Durante o período de carnaval, Rodrigo Telles fez uma postagem no Instagram em forma de desabafo. Confira:
“No começo do ano fui transferido de Natal para Fortaleza, minha cidade de origem. Passei 14 anos no RN, sempre trabalhando na área de combate a crimes do colarinho branco.
Os resultados foram pífios. A primeira investigação mais complexa em que atuei (Operação Testamento, sobre grupos de doleiros) teve início em 2008. Somente 15 anos depois os processos terminaram, e apenas dois envolvidos cumprem pena, com uso de tornozeleira eletrônica. Outro caso ilustrativo, iniciado em 2011, tratou de corrupção (Operação Pecado Capital). Houve a propositura de cerca de 110 ações penais e de improbidade administrativa. Mais de 10 anos depois, só uma chegou ao fim com condenação e suspensão dos direitos políticos do parlamentar estadual beneficiário do esquema. Foi possível recuperar apenas 10% dos recursos públicos desviados. Isso é muito pouco. Casos posteriores seguem a mesma tendência.
No CE, trabalharei na mesma área, na qual quem tem conexões jurídicas, políticas, econômicas ou sociais consegue se livrar de punição, o que não é novidade. Nesse país, os que de algum modo batalham contra desigualdades travam uma luta inglória.
Então, em Fortaleza, minha expectativa é continuar perdendo. A propósito, é muito esclarecedor um trecho de entrevista recente do padre Júlio Lancelotti (vou tentar colocar o link nos comentários).
Essa situação não me faz perder o ânimo. Trouxe para a minha sala de trabalho daqui um quadro com uma representação de Dom Quixote (segunda foto) que me lembra uma das músicas dos Engenheiros do Hawaii: “Muito prazer, me chamam de otário/Por amor às causas perdidas”. A mesma banda, em outra canção, explica por que pessoas assim geralmente são incompreendidas: “Seria mais fácil fazer como todo mundo faz/O caminho mais curto, produto que rende mais/(…) Mas nós vibramos em outra frequência”.

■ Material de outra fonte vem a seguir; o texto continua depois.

PR #946, opened 2022-05-12
Secure and expose Author and Role management APIs

bffrost:
## Description
- Certain scripts or admins need the ability to manage ACAS authors and their roles. However this access is highly sensitive and only admins should be able to create new users or alter their roles via the REST API.
- In order to properly test these routes and the admin-vs-non-admin permissions, I have significantly refactored the 'SystemTest' nodeAPI routes to enable more flexible creation of "backdoor" user accounts in addition to "bob".
- Fixed a security bug where updateProjectRoles was not ensuring admin permissions.

## Related Issue
https://github.com/mcneilco/acasclient/pull/53

## How Has This Been Tested?
Test-driven development with acasclient tests. See https://github.com/mcneilco/acasclient/pull/53

PR #963, opened 2022-07-14
Fix logout, redirect issue and saml syncing issue

brianbolt:
### The bug
**Steps to Reproduce:** 
Click logout
**Expected Results:** 
User is logged out and redirected to the homepage
**Actual Results:** 
Clicking logout results in this error being displayed on a page to the user
```
Error: req#logout requires a callback function
--
at IncomingMessage.req.logout.req.logOut (/home/runner/build/node_modules/passport/lib/http/request.js:65:44)
at exports.logout (/home/runner/build/routes/loginRoutes.js:111:7)
at Layer.handle [as handle_request] (/home/runner/build/node_modules/express/lib/router/layer.js:95:5)
at next (/home/runner/build/node_modules/express/lib/router/route.js:144:13)
at Route.dispatch (/home/runner/build/node_modules/express/lib/router/route.js:114:3)
at Layer.handle [as handle_request] (/home/runner/build/node_modules/express/lib/router/layer.js:95:5)
at /home/runner/build/node_modules/express/lib/router/index.js:284:15
at param (/home/runner/build/node_modules/express/lib/router/index.js:365:14)
at param (/home/runner/build/node_modules/express/lib/router/index.js:376:14)
at Function.process_params (/home/runner/build/node_modules/express/lib/router/index.js:421:3)
```

**Extra Information:**
It look like our package.json had a mistaken setting of ">=0.4.1" which means we pick up any changes to the passport package.
In this case, we picked up version 0.6.0 which, among a bunch of security fixes, also made logout asynchronous.
Stack over flow of same issue: https://stackoverflow.com/questions/72336177/error-reqlogout-requires-a-callback-function
https://medium.com/passportjs/fixing-session-fixation-b2b68619c51d

Redirects after login also seem to be broken. i.e.
if I request http://localhost:3000/cmpdreg 
I am redirected to http://localhost:3000/login?redirect_url=http://localhost:3000/cmpdreg
After login I am not redirected to http://localhost:3000/cmpdreg

### The Fix

 - Lock package.json to current versions rather than `>` so we don't inadvertently pick up more changes
 - Fix logout by passing the next steps as a callback to req.logout
 - Fix redirects by adding `keepSessionInfo: true` to authentication
 - In the course of fixing this, we also found that saml auth was broken when sync users was true
   - Fix was to add back authorRoutes.syncUsers function[https://github.com/mcneilco/acas/pull/946](https://github.com/mcneilco/acas/pull/946)

## Related Issue
ACAS-341
ACAS-342

## How Has This Been Tested?
Ran manual tests for
 - Logout when using direct login method (not saml)
 - Login when using direct login method
 - Login when using saml authentication and sync roles true
 - When logged out, requesting an experiment path and a cmpd reg path and verifying I was properly redirected:
    - e.g. requested http://localhost:3000/experiment_base/codeName/EXPT-00000002
    - logged in
    - was properly redirected back to: http://localhost:3000/experiment_base/codeName/EXPT-00000002 after login


package.json
```diff
@@ -56,8 +56,8 @@
     "multer": "^1.4.2",
     "node-fetch": "3.2.6",
     "ncp": "2.0.0",
-    "passport": ">=0.4.1",
-    "passport-local": ">=1.0.0",
+    "passport": "0.6.0",
+    "passport-local": "1.0.0",
```
brianbolt, line 60: Just noting that 1.0.0 is the only version and what was currently installed.
And passport 0.6.0 is also the current version.

modules/Login/src/server/routes/loginRoutes.coffee
```diff
@@ -90,20 +90,20 @@ exports.changePost = (req, res) ->
...
-		redirectMatch = config.all.server.security.saml.logoutRedirectURL
-	else 
-		redirectMatch = req.originalUrl.match(/^\/logout\/(.*)\/?$/i)
-		if redirectMatch?
-			redirectMatch = redirectMatch[1]
-		else
-			if config.all.client.basePath?
-				redirectMatch = config.all.client.basePath
+	req.logout =>
+		if config.all.server.security.saml.use == true && config.all.server.security.saml.logoutRedirectURL?
```
brianbolt, line 94: Diff is a little funky but all I did was pass logout a function with `=>` and tab over the rest of the code here.

modules/ServerAPI/src/server/routes/AuthorRoutes.coffee
```diff
@@ -681,6 +681,28 @@ exports.updateAuthorAndRolesInternal = (author, user, callback) ->
 																		else
 																			callback null, response
 
+exports.syncRoles = (author, rolesToAdd, rolesToDelete, callback) =>
```
brianbolt, line 684: This is the function we removed in a preceding PR that broken saml sync roles. We just added it back here.

PR #966, opened 2022-07-19
ACAS-346 SSO and direct login redirect clean up (external link UI, host checking and better redirect consistenty)

brianbolt:
### Issue
**Steps to Reproduce**
On an ACAS server configured with SAML, when not logged in, try to navigate directly to the acas homepage, i.e. https://example.com/acas

**Expected Results**
Get redirected to Okta for login, then get redirected back to original ACAS url https://example.com/acas

**Actual Results**
Okta sign-in works, but user is sent to https://example.com/ which then redirects to LD homepage
If you then go to https://example.com/acas it works since you are logged in

**Extra Information**
Clicking the relevant ACAS app icon in Okta results in a smooth sign-in that takes you to the ACAS homepage.

### Description of fix
 - Direct login changes
   - Fixed the general issue above by not storing the redirect url in the session
   - Added redirect_login parameter to login post from login jade file
   - use general `exports.getRedirectUrl(req)` for determining redirect login url to set on login page
   - Added redirect notice to home page when redirecting a user to a page other than the home page
Screen Shot 2022-07-19 at 9 33 54 AM

   - Added host check to redirect_url
   - Added external link page if redirect_url somehow gets set to external host
Screen Shot 2022-07-19 at 9 48 11 AM
  
 - SSO login page changes
   - Refactored anonymous functions to named functions
   - Use same general `exports.getRedirectUrl(req)` function for determining relay state

## Related Issue
ACAS-346

## How Has This Been Tested?
- Ran redirect tests on localhost with ACAS login configuration where `client.basePath=/`
- Ran redirect tests on localhost with SAML login configuration where `client.basePath=/`
- Ran redirect tests on remote host with ACAS login configuration where `client.basePath=/acas`
- Ran redirect tests on remote host with SAML login configuration where `client.basePath=/acas`

### DIFF
--- a/modules/Login/src/server/routes/loginRoutes.coffee
+++ b/modules/Login/src/server/routes/loginRoutes.coffee
@@ -52,6 +52,8 @@ exports.loginPage = (req, res) ->
 	if req.user?
 		user = req.user
 
+	# Get an appropriate redirect URL for the user to be sent to after they log in.
+	# The login page adds this url to login post as a query parameter called redirect_url.
 	redirectUrl = exports.getRedirectUrl(req)
 
 	errorMsg = ""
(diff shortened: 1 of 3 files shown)


modules/Login/src/server/routes/loginRoutes.coffee
```diff
@@ -47,11 +34,28 @@ exports.setupRoutes = (app, passport) ->
...
 
+exports.getRedirectUrl = (req) ->
+	redirectUrl = null
+	
+	# Check to see if the RelayState value is set in the request
+	if req.body?.RelayState? && req.body.RelayState != ""
+		redirectUrl = req.body.RelayState
+		console.log "redirecting to #{redirectUrl}"
+	else
+		parsedUrl = url.parse(req.originalUrl || req.url)
```
bffrost, line 45: I'm having trouble understanding what this does, even after reading the docs https://nodejs.org/api/url.html#urlparseurlstring-parsequerystring-slashesdenotehost

Would help to provide some examples here of what the overall URL vs the pathname vs the path will produce

modules/ServerAPI/src/client/login.jade
```diff
@@ -25,6 +28,8 @@ block content
                                 input.btn.btn-primary(type="submit", value="Submit")
                                 - if (resetPasswordOption)
                                     a.forgotPasswordLink(href="/passwordReset") Forgot your password?
+        - if (redirectUrl)
+            div.span7.offset1.alert.alert-success.loginError After login your will be redirected to #{redirectUrl}
```
bffrost, line 32: typo: `your` -> `you`

modules/Login/src/server/routes/loginRoutes.coffee
brianbolt: It's a legacy API but it supports relative paths as opposed to the new WHATWG URL standard they added to node which forces URLs into a format which requires a host. I used it because its a standard nodejs library and gives me a quick way to grab the host, path and query parameters of a string. 

There is this nice diagram explaining what the pathname, host and path keys are on the object:

Screen Shot 2022-07-19 at 4 51 22 PM

PR #968, opened 2022-07-19
ACAS-350: Set version information via ACAS_ environment variables

brianbolt:
### Issue

**Steps to Reproduce:** 
 Deploy ACAS

**Expected Results:**
ACAS /api/about endpoint displays the version, buildTime and revision of ACAS

**Actual Results:***
 ACAS displays the default json

```
{"acas":{"version":"0.0.0","buildTime":"1970-01-01T00:00:00Z","revision":"UNKNOWN"}}
```

### Fix
 - Set `ACAS_` to beginning of environment variables to override defaults with build information. The GitHub actions build already was setting the variables but just needed to pass the correct names to have them override the configs.  

## Related Issue
ACAS-350

## How Has This Been Tested?
 - Looked at /api/about and verified settings were set correctly.


bffrost (approved):
LGTM!

PR #971, opened 2022-07-22
Fixed error downloading summary files for some .sdfs 

hhan-schrodinger:
**Please review ACAS-301 before this PR**

## Description
There was an issue in the CReg bulk loader where summary files for some .sdfs (with special characters) could not be downloaded before and after registration. Added URI encoding in file download links to fix. 

## How Has This Been Tested?
Tested using an .sdf file with special characters (model 310522#1 (1).sdf), was able to download summary files before and after registration. Also was able to download original .sdf, current .sdf, and summary files from the Purge Files page in the CReg bulk loader.

### DIFF
--- a/modules/CmpdRegBulkLoader/src/client/CmpdRegBulkLoader.coffee
+++ b/modules/CmpdRegBulkLoader/src/client/CmpdRegBulkLoader.coffee
@@ -954,7 +954,6 @@ class FileRowSummaryController extends Backbone.View
 			loadUser: @model.get('recordedBy')
 			currentFileLink: "/api/cmpdRegBulkLoader/getSDFFromBulkLoadFileID/" + reportID
 			currentFileName: currentFileName
-			fileLink: window.conf.datafiles.downloadurl.prefix + "cmpdreg_bulkload/" + fileName
 			reportName: reportName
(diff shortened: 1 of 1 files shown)


modules/CmpdRegBulkLoader/src/client/CmpdRegBulkLoader.coffee
```diff
@@ -956,7 +956,9 @@ class FileRowSummaryController extends Backbone.View
 			currentFileName: currentFileName
 			fileLink: window.conf.datafiles.downloadurl.prefix + "cmpdreg_bulkload/" + fileName
```
bffrost, line 957: Is `fileLink` in here twice? Looks like it

bffrost (changes requested):
Noticed a duplicate line. Other than that, looks good.

bffrost (approved):
LGTM!

modules/CmpdRegBulkLoader/src/client/CmpdRegBulkLoader.coffee
hhan-schrodinger: @bffrost Good catch, thanks! Just fixed it.

PR #977, opened 2022-08-02
Add bulk download button to Experiment Browser

hhan-schrodinger:
## Description
Made download button that given a current search and filter term, creates and downloads a zip for all files for matching experiments. 
* Created /exportExperimentFiles in ExperimentBrowserRoutes.coffee that takes an array of file names, creates a .zip file from them, and returns the .zip file name
- Created downloadFiles function in ExperimentBrowser.coffee that extracts all current experiments that pass filtering in the table sends array of their associated files to /exportExperimentFiles, downloads a .zip of the file and notifies user 

## How Has This Been Tested?
Created several experiments with different attachments, and attributes. Also deleted experiments to make sure that deleted experiment files weren't being included in the downloaded files. 

Screen Shot 2022-08-02 at 4 47 21 PM

Screen Shot 2022-08-02 at 5 00 24 PM

### DIFF
--- a/modules/ExperimentBrowser/src/client/ExperimentBrowser.coffee
+++ b/modules/ExperimentBrowser/src/client/ExperimentBrowser.coffee
@@ -426,13 +426,6 @@ class ExperimentBrowserController extends Backbone.View
 				@serviceReturn = null
 			dataType: 'json'
 
-
-
-
-		
-
-
-
 	setupExperimentSummaryTable: (experiments) =>
 		@destroyExperimentSummaryTable()
 
--- a/modules/ExperimentBrowser/src/client/ExperimentBrowser.coffee
+++ b/modules/ExperimentBrowser/src/client/ExperimentBrowser.coffee
@@ -174,6 +174,8 @@ class ExperimentSimpleSearchController extends AbstractFormController
 
 		#create an array to store all experiment files
 		allExperimentFiles = []
+
+		#search for experiments
 		$.ajax
 			type: 'GET'
 			url: "/api/experiments/genericSearch/#{experimentSearchTerm}"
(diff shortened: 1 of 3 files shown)


modules/ExperimentBrowser/src/server/routes/ExperimentBrowserRoutes.coffee
```diff
@@ -5,8 +5,12 @@ Add this line to public/src/modules/ModuleMenus/src/client/ModuleMenusConfigurat
 
 ###
 
+path = require 'path'
```
bffrost, line 8: Does this get used? If not, should remove it. If it is getting used, it'd be better to move it into the route that's using it.

modules/ExperimentBrowser/src/client/ExperimentBrowser.coffee
```diff
@@ -156,10 +156,208 @@ class ExperimentSimpleSearchController extends AbstractFormController
...
+		filterSearchTerm = $(".dataTables_filter input").val()
+
+		#replace "-" in filterSearchTerm with spaces (for filtering later on)
+		filterSearchTerm = filterSearchTerm.replaceAll("-", " ")
+
+		#create an array to store all experiment files
+		allExperimentFiles = []
+
+		#search for experiments
+		$.ajax
```
bffrost, line 179: I think there should be a way that we can avoid re-doing the search. Sometimes these searches can be quite slow, so it is worth investing a little effort here to seeing if we can avoid re-doing that.

I think we can get the list of Experiments from the ExperimentSummaryTable's `collection` attribute. Accessing that might require you moving this function onto the ExperimentBrowserController.
From "within" the ExperimentBrowserController, `@experimentSummaryTable.collection` should give the list of experiments.

I feel strongly that there should be a way to reuse the filtering capability built into the DataTables widget. You've done something clever here by reimplementing the filtering logic, but I'm concerned about subtle bugs where the filtering you've implemented doesn't quite match the filtering built into DataTables. It'd be much safer if we can access the DataTables object on the frontend and get the list of filtered rows out of it.

modules/ExperimentBrowser/src/client/ExperimentBrowser.coffee
```diff
@@ -156,10 +156,208 @@ class ExperimentSimpleSearchController extends AbstractFormController
...
+									break
+																
+						#if the experiment passes the filtering criteria, append experiment files to total expeirment files
+						if passFiltering
+							for experimentFile in experimentFiles
+								allExperimentFiles.push experimentFile
+					catch error
+						console.log "There was an error parsing experiment metadata:" + error
+
+				#Get today's date to timestamp any experiment file exports
```
bffrost, line 310: From here on down looks good to me.

bffrost (changes requested):

modules/ExperimentBrowser/src/client/ExperimentBrowser.coffee
hhan-schrodinger: I think that makes a lot of sense, I see how the current system is fragile and could be broken especially if the DataTable is modified or updated in the future. I wasn't aware of how the experiment data could be accessed that way, will try to re-do this using that instead!

modules/ExperimentBrowser/src/server/routes/ExperimentBrowserRoutes.coffee
hhan-schrodinger: Removed it!

bffrost (approved):
This looks great @hhan-schrodinger.

Please don't merge this, since we're planning to put it into the next release. But it looks good to go as it stands.

bffrost:
@hhan-schrodinger I've just created a temporary `release/2022.1.1` branch and switched your PR to target that, so it it's safe for you to merge this now.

Uma das belezas do ser humano é a capacidade de levantar a cabeça e continuar em meio a dificuldades. Então, sigamos com perseverança. Não à toa essa palavra rima com esperança. Cazuza, que entendeu o Brasil melhor que ninguém, já cantava: “Mas se você achar/Que eu tô derrotado/Saiba que ainda estão rolando os dados/Porque o tempo, o tempo não para”.